In general, the author relies on the correlation between the source sentence context calculation and image features to form a dynamic routing mechanism to guide the iterative extraction of visual features, which can effectively extract the visual information needed for translation and integrate it into the multi-modal context for decoding and generating target sentences.

Experiments

Results

The authors selected several widely used MMT models as baseline:

  • Transformer: Plain text machine translation based on Transformer;
  • Encoder-attention: An encoder-based visual attention mechanism has been added to Transformer;
  • Doubly-attention: Introduces an additional sublayer of visual attention to take advantage of the visual features.
  • Stochastic attention: a random, sampling-based attention mechanism that focuses on only one spatial position of an image at each time step;
  • Imagination: A multi-tasking learning model that includes translation and visual-based representation predictions;
  • Fusion-conv: A single feedforward network is used to establish the attention alignment between the visual features and the hidden state on the target side at each time point, in which all spatial positions of the image are considered to derive the context vector;
  • Trg-mul: Use element multiplication to modulate the embedding and visual features of each target word.
  • Latent Variable MMT: A Latent Variable is designed for MMT, which can be viewed as a multimodal random embedding of the image and its target language description.
  • ____ Network: Based on the translate-and-refine policy, the visual features are used by the decoder only in the second stage.

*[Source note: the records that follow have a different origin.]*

PR #7959, opened 2024-08-22
chore: remove create feature component

sjaanus:
After we implemented new feature flag creation flow, this are not used anymore.

Creation is now handled by **CreateFeatureDialog**.

Also edit component can be minified, because it does not need so many fields anymore.


frontend/src/component/feature/FeatureForm/EditFeatureForm.tsx
```diff
@@ -106,73 +89,37 @@ const LimitContainer = styled(Box)(({ theme }) => ({
...
-            <ConditionallyRender
-                condition={displayFeatureNamingInfo}
-                show={
-                    <FeatureNamingPatternInfo featureNaming={featureNaming!} />
-                }
-            />
             <StyledInput
                 autoFocus
-                disabled={mode === 'Edit'}
+                disabled={true}
```
sjaanus, line 118: Leaved this as disabled input for now, maybe in future we can rework UX.

thomasheartman (approved):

The results of the English-German translation task are as follows:

With the introduction of 1M extra parameters, DCCN outperforms almost all other models on three data sets.

  • Better than Encoder-attention: Encoder-attention uses static source hidden state to extract visual background, while DCCN uses specific time step source side context to extract visual context. The dynamic routing mechanism of capsule network can generate multi-modal context with higher quality by calculating the correlation between different modes.
  • Better than Doubly-attention: Doubly-attention also uses the source-side context of a specific time step, but DCCN still achieves better results, which demonstrates the effectiveness of the dynamic routing mechanism.

Ablation Study

The author carried out ablation experiments for several innovative points in this paper.

It can be seen from the results that both regional and global visual features are useful, and the dynamic routing mechanism can extract the two visual features better than the traditional attention mechanism. In line 7, the author removes the context guidance in dynamic routing and uses the standard capsule network to extract visual features, but the performance is also sharply reduced, indicating that the scheme of dynamic extraction of visual features in different time steps is also effective.

Summary

In this paper, capsule network method is applied to MMT, and source sentence context is used to dynamically guide visual feature extraction at different time steps. Experimental results show that the proposed scheme makes full use of semantic interaction between modes to extract effective visual information and achieves SoTA in MMT task.